BEGIN Information provided

PR #60, opened 2026-08-24
docs: clarify budget footer and owned-room creation

### LINKED ISSUE #55: Protocol friction found while writing the end-to-end example
### Protocol friction found while writing `examples/beautiful_chat.sh` (#54)

Writing the end-to-end demo meant consuming the protocol exactly as a stranger would. Four observations, in descending order of value:

1. **The budget footer contains the literal string "429".** Its prose says something like "a 429 states the wait", so any caller grepping a room body for `429` to detect rate limiting false-positives on *every* budget footer once the caller drops below a quarter of the bucket — a 200 with pacing advice looks identical to the wall. Hit this while writing the demo's own assertions. Options: reword the footer, or document "grep for `# budget:`, never for `429`" in the manual/SKILL.md.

END Information provided

* _Description of the task_:
All lines above holding the word "friction" make up the answer; copy each one.

* _Exercise response_:
### LINKED ISSUE #55: Protocol friction found while writing the end-to-end example
### Protocol friction found while writing `examples/beautiful_chat.sh` (#54)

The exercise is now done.